▸ Task material:

PR #1678, opened 2019-08-02
Allow disabling the clean hack garbage collection

ChristophKaser:
.. by setting the property "com.graphhopper.disableCleanhack" to "true".

(because System.gc triggers a several second pause in our process)

### DIFF
--- a/api/src/main/java/com/graphhopper/util/Helper.java
+++ b/api/src/main/java/com/graphhopper/util/Helper.java
@@ -345,6 +345,9 @@ public class Helper {
      * http://stackoverflow.com/q/2972986/194609 and use only if you know what you are doing.
      */
     public static void cleanHack() {
+        if ("true".equals(System.getProperty("com.graphhopper.disableCleanhack"))) {
+    		return;
+        }
         System.gc();
     }
 


karussell:
Thanks! What is the reason you need this? Can you describe in more detail what you tried?

karussell:
Can you try if the JVM parameter `-XX:+DisableExplicitGC` helps?

ChristophKaser:
We have a web service that sometimes (only rarely) needs to calculate a route using graphhopper. If we use a graphhopper-instance configured using .forServer() it takes about 1 second to load the map and calculate the request. Using .forMobile(), opening the map and calculating the request takes about 60 ms and does not use a lot of memory in the heap. However, without this patch, when we close the map the whole server process freezes for 5 seconds due to the forced STW garbage collection.

The JVM parameter would help, but has two disadvantages:
- There is no way to specify it from within the java process after it has launched
- It disables every call of System.gc(), and we have some debug code that calls System.gc() to evaluate memory requirements of the process

karussell:
This is an interesting use case and I see your point. Can you benchmark this and see if the memory usage increases with the amount of these opening and routing requests? To do this you could limit -Xmx to a very low value where the system still works without "out of memory" errors and then do this e.g. 100K times.

ChristophKaser:
I tried opening, routing a single request and closing the same map file for 10 000 times (100K would have taken about 3 hours) and did not find any issues - the heap usage seemed to be stable as far as I could tell.

karussell:
How large is your PBF file and which Xmx setting did you use? 

The question is: when the release of mmap buffer is not an issue why do we use the hack at all?

ChristophKaser:
I did not keep the pbf file, but the graphhopper files have a combined size of 700 MB. The process had a Xmx of 4 GB (which was primarily filled with other caches and data objects).
But if I understand correctly, the Graphhopper map is not loaded into the heap when I use .forMobile(), but is only mapped into the virtual memory of the java process. Since I use a 64-bit process, I doubt it is easy to exhaust the virtual address space, so I don't think there will be OOM-issues - it might however lead to catastrophic swapping if the OS prefers the mmap buffer to the java heap. This is especially likely if the heap is large and GCs occur only rarely, because this means it can take a long time until the MMAP buffer object is garbage collected and therefore unmapped. Maybe that is the reason for the hack?

Another reason I can think of: As long as the files are mmapped, they cannot be moved or deleted (on windows). This would mean that even though I closed a graphhopper map, I cannot remove the files on the disk.

ChristophKaser:
I just checked the graphhopper source, and there is a method "cleanMappedByteBuffer" that is used to unmap the ByteBuffer via reflection and the sun.misc.Unsafe class. Therefore, I don't really understand why the forced garbage collection is needed - maybe it was meant as a fallback?

karussell:
> Therefore, I don't really understand why the forced garbage collection is needed - maybe it was meant as a fallback?

Good question. Will investigate. Maybe we can remove "cleanHack" completely (would be my favourite :) ) and it was only for Android in old versions (#933).

You are right that the Java heap is not the limiting factor. Instead we would have to try this loop an a (virtual) machine with only e.g. 1GB RAM and see if the JVM is able to release the natively requested memory mappings (that occupy memory not just virtual space IMO). 

The System.gc call would be only required if no cleaner method was available on the system. So maybe we return true/false in cleanMappedByteBuffer or something.

karussell:
Can you try the following branch with your MMAP setting:
https://github.com/graphhopper/graphhopper/commits/remove_cleanhack 

We need to ensure that this works on desktop, server and Android. 

@devemux86 can you try this too? (have released 0.13.0-tmp-cleanhack, will be available in ~30min on maven central) 
And see if it introduces problems when the app is often reopened?

devemux86:
> @devemux86 can you try this too?

I'm still on version `0.10.3`. :slightly_smiling_face: 
Need to test with GraphHopper Android sample app.

karussell:
> I'm still on version 0.10.3

oh, ok. What was the problem again?

devemux86:
>>I'm still on version 0.10.3

>oh, ok. What was the problem again?

The `0.11` module changes leaded to new inherited dependencies that load (or could break) Android apk and can be critical in future with the known Java 7/8 compatibility issue on Android.

For start I don't use anymore the `client-hc` module (created my own light client without third party dependencies), so part of the problem was remedied.

Now I need to find some free time to study what is needed for the rest GraphHopper modules on Android + Desktop.

karussell:
Will close here as #1699 replaces this.

PR #1683, opened 2019-08-08
Accept turn relation

sguill:
To enable the _flagEncoders_ to accept or not a **turn relation**.

For example, a _busFlagEncoder_ does not take into account the following turn relation, whereas the _carFlagEncoder_ does:
type=restriction
restriction=no_left_turn
**except**=bus

And a _busFlagEncoder_ wants to respect the following turn relation dedicated to bus, whereas _carFlagEncoder_ doesn't:
type=restriction
**restriction:bus**=no_left_turn


karussell:
Thx, we'll take care of this (in a few weeks)

easbar:
Would you mind updating this to recent master ? The problem why the build failed should now be fixed with #1671.

core/src/main/java/com/graphhopper/routing/util/AbstractFlagEncoder.java
```diff
@@ -181,6 +181,14 @@ public int defineRelationBits(int index, int shift) {
         return shift;
     }
 
+    /**
+     * Decide whether a restriction relation is enabled for a given mode of travel. This skips some relations before
```
easbar: No need to repeat the javadocs that are already in `FlagEncoder` here

core/src/main/java/com/graphhopper/routing/util/FlagEncoder.java
```diff
@@ -53,6 +54,14 @@
      */
     DecimalEncodedValue getAverageSpeedEnc();
 
+    /**
+     * Decide whether a restriction relation is enabled for a given mode of travel. This skips some relations before
+     * handleRelationTags is called.
+     *
+     * @return the encoded value to indicate if this encoder allows travel or not.
+     */
+    EncodingManager.RelationAcceptation getRelationAccept(ReaderRelation relation);
```
easbar: Why return `RelationAcceptation` here ? Why not just a boolean ? All this method does is deciding whether or not the turn rrestriction should be applied for this encoder, or am I missing something ?
I am also wondering why this is about 'relations' in general since we are only using it to filter turn restrictions here. Also, I'm not a native English speaker, but I do not think `accept` is a noun ? What also bothers me a bit is that the parsing of the 'dedicated'/conditional turn restrictions is kind of spread across `OSMReader#createTurnRelation` and `CarFlagEncoder#hasRestrictedRelationTag`. What if we wanted to do the same for another encoder than car ? We would have to do the same parsing again. Can we not do this in `OSMReader` already and provide the parsed information (like the `except` list to the encoder) (probably by putting it into `OSMTurnRelation`) ?

For these reasons I think the signature of this method should rather be:

```java
public abstract boolean acceptsRelation(OSMTurnRelation relation);
```

core/src/main/java/com/graphhopper/routing/util/EncodingManager.java
```diff
@@ -510,6 +510,76 @@ public boolean canSkip() {
...
+        if (!acceptRelation.isEmpty())
+            throw new IllegalArgumentException("AcceptRelation must be empty");
+
+        for (AbstractFlagEncoder encoder : edgeEncoders) {
+            acceptRelation.put(encoder.toString(), encoder.getRelationAccept(relation));
+        }
+        return acceptRelation.hasAccepted();
+    }
+
+    public static class AcceptRelation {
```
easbar: Can you explain what this class is needed for ?

core/src/main/java/com/graphhopper/routing/util/CarFlagEncoder.java
```diff
@@ -186,6 +186,36 @@ protected double getSpeed(ReaderWay way) {
...
+    private boolean hasRestrictedRelationTag(ReaderRelation relation) {
+        boolean hasExcept = relation.hasTag("except");
+        boolean hasRestrictionDedicated = relation.hasTagStartsWith("restriction:");
+        if (hasExcept || hasRestrictionDedicated) {
+            String except = relation.getTag("except");
+            for (String r : restrictions) {
+                if (relation.hasTag("restriction:" + r)) {
+                    return true;
+                }
+                if (except != null && !except.equals("")) {
```
easbar: Maybe use `Helper.isEmpty(except)` here

core/src/main/java/com/graphhopper/reader/ReaderElement.java
```diff
@@ -95,6 +95,15 @@ public String getTag(String name) {
         return val;
     }
 
+    public <T> T getTagStartsWith(String keyPrefix, T defaultValue) {
+        for (String key : properties.keySet()) {
+            if (key.startsWith(keyPrefix)) {
+                return getTag(key, defaultValue);
```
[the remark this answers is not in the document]
sguill: Ok, which exception should I throw? Maybe `UnsupportedOperationException`?

core/src/main/java/com/graphhopper/routing/util/AbstractFlagEncoder.java
sguill: ok

core/src/main/java/com/graphhopper/routing/util/FlagEncoder.java
sguill: Ok, I think I understand how to correct it. I will try. I did that way to make similar with `Way`, but you're right, only a boolean is needed for `Relation`.

core/src/main/java/com/graphhopper/routing/util/CarFlagEncoder.java
sguill: ok

core/src/main/java/com/graphhopper/reader/ReaderElement.java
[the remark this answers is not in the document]
easbar: Its basically an error caused by the user using a keyPrefix than can be ambiguous (?). I think I would go with IllegalArgument or IllegalState.

core/src/main/java/com/graphhopper/routing/util/FlagEncoder.java
sguill: I don't know how to deal with the class `OSMTurnRelation` (subproject reader-osm) used into `FlagEncoder` (subproject core), the dependency is in the other direction. Do I need to create a new class (for example `ReaderTurnRelation`) which extends `ReaderRelation` to store the parsed data (like the `except` list)? Or do I need to use the `members` list of `ReaderRelation` which doesn't seem appropriate? Thanks

core/src/main/java/com/graphhopper/routing/util/EncodingManager.java
sguill: It is not needed.

core/src/main/java/com/graphhopper/routing/util/FlagEncoder.java
easbar: @karussell is there any reason why we should not move `OSMTurnRelation` into core (next to `ReaderRelation` etc.) ?

easbar: I think I would just move it into core.

sguill: `OSMTurnRelation` uses `OSMReader` in function `getRestrictionAsEntries`.

easbar: Right, but that does not make much sense to me. `OSMTurnRelation` is an (intermediate) data class here. Extracting the `TurnCostTableEntry`s is part of the (OSM-parsing) algorithm which happens in `OSMReader`, so the dependency should be turned inside out: `OSMTurnRelation` should give access to its data and the `getRestrictionAsEntries` method should go into `OSMReader`. To make sure its still testable (as in `OSMTurnRelationTest`) maybe either we can make the method static or put this part of `OSMReader` into a separate class. Does that make sense ?

karussell: This definitely needs some refactoring. The best change, likely in a separate issue, would be if it is decoupled from the FlagEncoder so that the CarFlagEncoder can use car turn restrictions but it can be also used from a BusFlagEncoder without the requirement to extend this class from the CarFlagEncoder (i.e. composition over inheritance).

And the other problem is that the parsing part is something OSM-specific that should not be in core. We have the same difference for e.g. the `max_weight`-EncodedValue vs. OSMMaxWeightParser. But even there the OSM-specific class is still in core.

easbar: @sguill do you want to do this refactoring in a separate PR ? if not I can do it as well.

reader-osm/src/main/java/com/graphhopper/reader/osm/OSMReader.java
```diff
@@ -859,7 +863,25 @@ private long createNewNodeId() {
...
     OSMTurnRelation createTurnRelation(ReaderRelation relation) {
-        OSMTurnRelation.Type type = OSMTurnRelation.Type.getRestrictionType(relation.getTag("restriction"));
+        String tagRestriction = null;
+        String vehicleTypeRestricted = null;
+        List<String> vehicleTypesExcept = null;
+        if (relation.hasTag("restriction")) {
+            tagRestriction = relation.getTag("restriction");
+        } else if (relation.hasTagStartsWith("restriction:")) {
+            vehicleTypeRestricted = relation.getKeyStartsWith("restriction:");
+            if (!Helper.isEmpty(vehicleTypeRestricted)) {
```
easbar: how can `vehicleTypeRestricted` be empty here (it is supposed to start with "restriction:" already.

reader-osm/src/main/java/com/graphhopper/reader/osm/OSMReader.java
```diff
@@ -859,7 +863,25 @@ private long createNewNodeId() {
...
+                tagRestriction = relation.getTag(vehicleTypeRestricted);
```
easbar: this one I do not understand. we know relation has a tag that startss with "restriction:", but how can we know there is a tag for the key `vehicleTypeRestricted` ? if there is not we get a null pointer exception ?

reader-osm/src/test/java/com/graphhopper/reader/osm/OSMReaderTest.java
```diff
@@ -800,6 +798,70 @@ public void testTurnFlagCombination() {
         }
     }
 
+    @Test
+    public void testConditionalTurnRestriction() {
```
easbar: nice! :+1:

core/src/main/java/com/graphhopper/reader/OSMTurnRelation.java
```diff
@@ -0,0 +1,151 @@
...
+                result = tags.get(tag);
+            }
+            return (result != null) ? result : UNSUPPORTED;
+        }
+    }
+
+    /**
+     * Helper class to processing purposes only
+     */
+    public static class TurnCostTableEntry {
```
easbar: This can probably be moved into OSMReader now ?

reader-osm/src/main/java/com/graphhopper/reader/osm/OSMReader.java
```diff
@@ -877,12 +899,71 @@ OSMTurnRelation createTurnRelation(ReaderRelation relation) {
                 }
             }
             if (fromWayID >= 0 && toWayID >= 0 && viaNodeID >= 0) {
-                return new OSMTurnRelation(fromWayID, viaNodeID, toWayID, type);
+                return new OSMTurnRelation(fromWayID, viaNodeID, toWayID, type, vehicleTypeRestricted, vehicleTypesExcept);
```
easbar: I am wondering: Do we need to do any kind of trimming for `vehicleTypeRestricted` and `vehicleTypesExcept` values (i.e. can there be whitespace before or after the tags in xml ? Also I wonder if we should keep the constructor with the first four arguments for `OSMTurnRelation` and add `setVehicleTypeRestricted`/`addVehicleTypesExcept` so we can get rid of some of the null checks ?

core/src/main/java/com/graphhopper/routing/util/FlagEncoder.java
easbar: I think this is good now. `OSMReader` does the osm parsing part and each encoder can decide what turn restrictions should apply for it (given the information about what vehicles where specified in the restriction tags (including the except list)). The flag encoders still contain a lot of stuff that is specific to OSM tags, but at least the parsing happens in OSMReader. What is still a bit ugly is that `OSMTurnRelation` contains osm way ids, while for the purpose here this is not needed. We could separate this further to make this class less osm specific, but not sure if this needs to be done here.

core/src/main/java/com/graphhopper/routing/util/AbstractFlagEncoder.java
```diff
@@ -181,6 +178,8 @@ public int defineRelationBits(int index, int shift) {
         return shift;
     }
 
+    public abstract boolean acceptsRelation(OSMTurnRelation relation);
```
easbar: Maybe we should provide a default implementation (returning true) here, such that already existing flag encoders (in other projects) do not need to be updated to keep the same behavior.

core/src/main/java/com/graphhopper/routing/util/CarFlagEncoder.java
```diff
@@ -186,6 +187,17 @@ protected double getSpeed(ReaderWay way) {
         return speed;
     }
 
+    @Override
+    public boolean acceptsRelation(OSMTurnRelation relation) {
+        if (relation == null) {
```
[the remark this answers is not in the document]
sguill: I added this test because of `OSMReaderTest.testTurnFlagCombination` with the call `reader.analyzeTurnRelation(null)`. Now, to respect your comment and this contraint, I updated the code in `OSMReader.analyzeTurnRelation` to test the `OSMTurnRelation turnRelation` is not null.

reader-osm/src/main/java/com/graphhopper/reader/osm/OSMReader.java
```diff
@@ -859,7 +863,25 @@ private long createNewNodeId() {
      * @return the OSM turn relation, <code>null</code>, if unsupported turn relation
      */
     OSMTurnRelation createTurnRelation(ReaderRelation relation) {
-        OSMTurnRelation.Type type = OSMTurnRelation.Type.getRestrictionType(relation.getTag("restriction"));
+        String tagRestriction = null;
```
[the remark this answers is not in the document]
sguill: ok

reader-osm/src/main/java/com/graphhopper/reader/osm/OSMReader.java
sguill: It's right, I remove the test.

reader-osm/src/main/java/com/graphhopper/reader/osm/OSMReader.java
sguill: I added a function `getKeyStartsWith` in `ReaderElement`, to get the key (not the value) starting with "restriction:", for example, we will have `vehicleTypeRestricted` = "restriction:motor_vehicle". Then it is parsed (removing "restriction:") `vehicleTypeRestricted`  = 
"motor_vehicle" to be stored in OSMTurnRelation.

core/src/main/java/com/graphhopper/reader/OSMTurnRelation.java
sguill: ok

reader-osm/src/main/java/com/graphhopper/reader/osm/OSMReader.java
sguill: I added trim function and try to remove the unneeded tests.

core/src/main/java/com/graphhopper/routing/util/AbstractFlagEncoder.java
sguill: ok

reader-osm/src/main/java/com/graphhopper/reader/osm/OSMReader.java
```diff
@@ -431,7 +430,7 @@ public void processRelation(ReaderRelation relation) {
         Map<Long, TurnCostTableEntry> entries = new LinkedHashMap<>();
 
         for (FlagEncoder encoder : encodingManager.fetchEdgeEncoders()) {
-            if (encoder.acceptsRelation(turnRelation)) {
+            if ((turnRelation == null) || ((turnRelation != null) && encoder.acceptsRelation(turnRelation))) {
```
easbar: We can remove this null check (we already check for null after `createTurnRelation` and the 'default' is 'nothing is null').

docs/core/turn-restrictions.md
```diff
@@ -28,4 +28,17 @@ profiles with different u-turn costs). To disable the 'speed mode' per request y
...
+> type=restriction  
+> restriction:bus=no_left_turn
+
+Another example, using the *except* tag, means only *bicycle* are allowed to turn left:
+
+> type=restriction  
+> restriction=no_left_turn  
+> except=bicycle
+
+Redefining `acceptsRelation` function in *encoders* enable to change the default turn restriction use.
```
easbar: How about:

You can overwrite `FlagEncoder#acceptsTurnRelation` to change the default handling of turn restrictions in your customized vehicle profile.

core/src/main/java/com/graphhopper/reader/ReaderElement.java
```diff
@@ -95,6 +97,32 @@ public String getTag(String name) {
         return val;
     }
 
+    public <T> T getTagStartsWith(String keyPrefix, T defaultValue) {
```
easbar: this one does not really get a tag that starts with some prefix (as the name suggests), but rather the tag associated with some key that starts with the given prefix. anyway, since this method is no longer needed, let's remove it ?

core/src/main/java/com/graphhopper/routing/util/EncodingManager.java
```diff
@@ -510,6 +511,21 @@ public boolean canSkip() {
         }
     }
 
+    /**
+     * Determine whether a relation is routable for one of the added encoders.
+     *
+     * @return if at least one encoder consumes the specified relation. Additionally the specified acceptRelation is changed
```
easbar: This javadoc is outdated I think ? Something like

```java
/**
 * @return true if any of the encoders accepts the given turn relation
 * @see FlagEncoder#acceptRelation(OSMTurnRelation)
 */
```

would be enough. Or just remove the entire method in case its not needed.

core/src/main/java/com/graphhopper/routing/util/FlagEncoder.java
```diff
@@ -53,6 +54,14 @@
      */
     DecimalEncodedValue getAverageSpeedEnc();
 
+    /**
+     * Decide whether a restriction relation is enabled for a given mode of travel. This skips some relations before
+     * handleRelationTags is called.
+     *
+     * @return true if this encoder allows travel.
+     */
+    boolean acceptsRelation(OSMTurnRelation relation);
```
easbar: Maybe now that this one is only about turn restrictions, lets call it `acceptsTurnRelation` ?

core/src/main/java/com/graphhopper/routing/util/FlagEncoder.java
```diff
@@ -53,6 +54,14 @@
      */
     DecimalEncodedValue getAverageSpeedEnc();
 
+    /**
+     * Decide whether a restriction relation is enabled for a given mode of travel. This skips some relations before
```
easbar: How about

```java
/**
 * @return whether or not this encoder should apply the given turn restriction
 * @see OSMTurnRelation
 */
```

easbar:
Did you sign the contributor agreement yet ? https://github.com/graphhopper/graphhopper/blob/master/CONTRIBUTING.md#license-agreement

reader-osm/src/main/java/com/graphhopper/reader/osm/OSMReader.java
sguill: If I remove the test `turnRelation == null`, `OSMReaderTest#testTurnFlagCombination` fails.
There are 2 entries expected from the call:
```
Collection<OSMReader.TurnCostTableEntry> entries = reader.analyzeTurnRelation(null);
// we expect two different turnCost entries
assertEquals(2, entries.size());
```
Without the test, `entries` is empty, so the assert fails.

docs/core/turn-restrictions.md
sguill: ok

core/src/main/java/com/graphhopper/reader/ReaderElement.java
sguill: ok, I remove it.

core/src/main/java/com/graphhopper/routing/util/EncodingManager.java
sguill: I remove it too.

core/src/main/java/com/graphhopper/routing/util/FlagEncoder.java
sguill: ok

core/src/main/java/com/graphhopper/routing/util/FlagEncoder.java
sguill: ok

reader-osm/src/main/java/com/graphhopper/reader/osm/OSMReader.java
easbar: Ok, yes, but `turnRelation` should not be null here in the first place. In fact it can never be null in production (because of the null check right after `createTurnRelation`. In `OSMReaderTest#testTurnFlagCombination` we explicitly pass null, and in fact this test uses some customized `analyzeTurnRelation` method that does not even us the `turnRelation`. So I think we should remove the null check and fix the test by passing just some `OSMTurnRelation` instance in `testTurnFlagCombination` instead of null.

easbar: Yeah, thanks for your work! This looks good.

easbar:
Thanks!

▸ Task: Take the lines from the first line of the records through the line holding "-345,6 +345,9 @@", both included, and please reproduce them exactly with nothing added.

▸ Written answer:
PR #1678, opened 2019-08-02
Allow disabling the clean hack garbage collection

ChristophKaser:
.. by setting the property "com.graphhopper.disableCleanhack" to "true".

(because System.gc triggers a several second pause in our process)

### DIFF
--- a/api/src/main/java/com/graphhopper/util/Helper.java
+++ b/api/src/main/java/com/graphhopper/util/Helper.java
@@ -345,6 +345,9 @@ public class Helper {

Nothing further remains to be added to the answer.